HomeLog InSource


[View] [Short] [Hash] [Raw]

EarthFS 2014-09-17



Many modern filesystems are littered with the reeking remains of attempts at supporting metadata (for example, NTFS), most of which nobody cares about and which just add implementation complexity.

I read this… And went into a cold sweat.

Our Firefox extension is in pretty sorry shape. I figured I’d look up the source code for nsIWebBrowserPersist, which comes so close to what we want to do, but even then it’s worse than that.

I realized that if we just stored plain WARC files in EarthFS, all of the dependencies would be in one file and we wouldn’t need dependency tracking at all. In fact we could do that for everything, people already use archives for manga so there’s no reason to convert them to URI lists or anything. In fact, with our system of “invisible dependencies,” having content links is no use because those files aren’t visible.

In fact I was thinking maybe we need a way to garbage collect invisible files that aren’t depended on by anything else. Which goes to show we’re on the wrong path.

You could say breaking these files out into their own addresses gives the opportunity for de-duplication, but as we’ve learned over and over, de-duplication is a red herring.

And our archive extraction system was about to get even worse because we couldn’t use simple URI lists. The meta-data has to be part of the archive, not part of the individual targets, meaning it’d become some JSON monstrosity.

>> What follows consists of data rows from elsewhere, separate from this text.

Issue #30, opened 2019-01-29
JavaScript SDK


johanstokking:
**Summary:** 
Since we would need abstractions on the stack API for the Console anyway, we decided to start building the JavaScript SDK alongside developing the Console. Here, it is planned to combine usage for the browser and Node.JS in a single SDK. The usage of the HTTP Bridge or gRPC directly can then be chosen as a config during instantiation of the SDK API object, depending on the capabilities of the given environment.
The SDK will implement a stack API abstraction that provides the same normalized interface for both configurations. For HTTP, a mapping from rpc name to HTTP request is generated by the build process which is used to generate function definitions. For gRPC the generated JS stubs are used.
The user will be able to use either the higher-level SDK API which provides simplified access to entities (like `ttn.Applications.getById(id)`) or call the underlying rpcs directly, resolved to HTTP or gRPC by the SDK.
Following our mono-repo idea, the SDK will be part of this repo and published isolated via npm, using the old (to be updated) SDK repo for issues.

**What is already there? What do you see now?**
- Groundwork
- (Rough) Draft of SDKs API / Architecture
- Generating HTTP API interface from a protobuf generated JSON mapping

**What is missing? What do you want to see?**
_Note: this is still incomplete / wip_
- [ ] Connecting to the stack API
  - [ ] Providing gRPC connection type
  - [x] Providing HTTP connection type
  - [ ] Normalized API that resolves to either connection type
- [x] Marshalling API specific things like `field/update_mask`s
- [ ] Handling authentication
  - [x] Using an access token
  - [ ] Using API Keys
- [x] Abstraction for handling Applications
  - [x] CRUD
  - [x] Handling collaborators
  - [x] Handling API Keys
- [ ] Abstraction for handling Devices (via Application interface)
  - [x] CRUD (See #131)
  - [x] Handling collaborators
  - [x] Streaming data
  - [ ] Handling downlink/uplink queues
- [x] Abstraction for handling Gateways
  - [x] CRUD
  - [ ] Streaming data
  - [ ] Handling API Keys
- [x] General Event Stream API
- [ ] CI
  - [ ] Making sure API changes result in rebuild and republish of SDK
  - [ ] Testing SDKs conformity with API
  - [ ] Switch from preliminary API mapping at runtime to generated JS files
- [ ] npm publishing workflow
  - [ ] Provide repository for issues by the community
  - [ ] Add npm publish as part of CI
  - [ ] Synchronize versioning with stack

[...]

PR #1202, opened 2019-08-20
Format and lint JS SDK code

bafonins:
#### Summary

This PR adds code linting and formatting to the js sdk.

#### Changes

- Add `prettier` 
- Add `eslint`
- Format js sdk code with prettier
- Add `jsSDK:lint` and `jsSDK:fmt` mage targets
- Include linting js sdk during ci

#### Notes for Reviewers

@htdvisser and @rvolosatovs  as always, only the `mage/ci` parts

### DIFF
--- a/.mage/js_sdk.go
+++ b/.mage/js_sdk.go
@@ -90,6 +90,21 @@ func (k JsSDK) Watch() error {
 	return yarn("run", "build:watch")
 }
 
+// Fmt formats all js files.
+func (k JsSDK) Fmt() error {
+	mg.Deps(JsSDK.Deps)
+
+	if mg.Verbose() {
+		fmt.Println("Running prettier on sdk .js files")
+	}
+	yarn, err := k.yarn()
+	if err != nil {
+		return err
+	}
+
+	return yarn("run", "fmt")
+}
+
 // Test runs jest unit tests.
 func (k JsSDK) Test() error {
 	if mg.Verbose() {
--- a/.mage/js_sdk.go
+++ b/.mage/js_sdk.go
@@ -105,6 +105,21 @@ func (k JsSDK) Fmt() error {
 	return yarn("run", "fmt")
 }
 
+// Lint runs eslint over sdk js files.
+func (k JsSDK) Lint() error {
+	mg.Deps(JsSDK.Deps)
+
+	if mg.Verbose() {
+		fmt.Println("Running eslint on sdk .js files")
+	}
+	yarn, err := k.yarn()
+	if err != nil {
+		return err
+	}
+
+	return yarn("run", "lint")
+}
+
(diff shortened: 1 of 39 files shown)


.mage/js_sdk.go
```diff
@@ -90,6 +90,36 @@ func (k JsSDK) Watch() error {
...
+
+	if mg.Verbose() {
+		fmt.Println("Running prettier on sdk .js files")
+	}
+	yarn, err := k.yarn()
+	if err != nil {
+		return err
+	}
+
+	return yarn("run", "fmt")
```
rvolosatovs: Why not define `func (k JsSDK) runYarn(string) error` and do
```go
return k.yarnRun(<cmd>) // <cmd> would be "fmt" here, for example
```

instead of the whole
```go
	yarn, err := k.yarn()
	if err != nil {
		return err
	}

	return yarn("run", <cmd>)
```
block in most of these methods?

.travis.yml
```diff
@@ -9,137 +9,137 @@ go: 1.12.x
...
-  - NODE_ENV=production
-  - YARN_CACHE_FOLDER=$HOME/.cache/yarn
-  - MAGE=$HOME/.cache/mage/mage
-  - TEST_SLOWDOWN=8
-  - TEST_REDIS=1
-  - PATH=/snap/bin:$PATH
-  - HUGO_BASE_URL=https://thethingsnetwork.github.io/lorawan-stack/
-  - DOCKER_IMAGE=thethingsnetwork/lorawan-stack
-  - DOCKER_IMAGE_DEV=thethingsnetwork/lorawan-stack-dev
+    - GOPROXY=https://proxy.golang.org
```
rvolosatovs: unrelated?

.travis.yml
```diff
@@ -9,137 +9,137 @@ go: 1.12.x
...
 services:
-- docker
+  - docker
 cache:
   directories:
-  - "$GOPATH/pkg/mod"
-  - "$HOME/.cache/go-build"
-  - "$HOME/.cache/mage"
-  - "$HOME/.cache/yarn"
+    - '$GOPATH/pkg/mod'
```
rvolosatovs: Why?

.mage/js_sdk.go
bafonins: not in this pr. we will revisit this part when publishing the sdk to the npm registry.

rvolosatovs: Can you add a TODO with an issue reference?

bafonins: no. your proposed improvement has nothing to with this specific pr. `Lint()` and `Fmt()` follow the structure that was implemented before.

see https://github.com/TheThingsNetwork/lorawan-stack/issues/30#issuecomment-522974595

Having files scoped by purpose is absolutely critical. One of the criticisms of Evernote (?) is that when you start saving a lot of web pages with it, they get all mixed together with your notes. But the solution doesn’t involve hiding web pages or notes.

Likewise, if applications want to store non-user-data in EarthFS, the solution isn’t hidden files, because without meta-files you can’t add any meta-data and even the application can’t find them again.

So I’d like to thank angersock for this series of comments, even though an earlier one was a bit harshly worded.

If you want to pitch a more useful and more abstract version of what you’re describing (“how can we present searching and accessing a metadata forest backed by traditional hierarchical file stores”) then by all means I’ll be friendlier but right now you’re coming across as a crank ignorant of the history of the ideas you’re decrying.

Well, this one is pretty harsh too but it’s completely reasonable too. Library Transfer Protocol guy sounds like a crank, and so do I. :(


https://github.com/priestc/LibraryDSS thats an old repo from when I tried to write code for this about a year ago. Most likely if I ever get around to working on it again, I’m going to make a new repo for it.

Oh, too bad, it really is dead.

New plan:

  1. Get rid of dependencies
  2. Figure out our meta-data system, paying due consideration to past failures and the fact there’s probably a very good reason for them
  3. Hopefully change as little as possible, we still wanna ship in two weeks (lol)

BTW after the video on Phil Fish[#] I’m really reconsidering publishing even a portion of my notes. And without them I know EarthFS is DOA. The hero you deserve.

Working at a big company is sounding better than ever.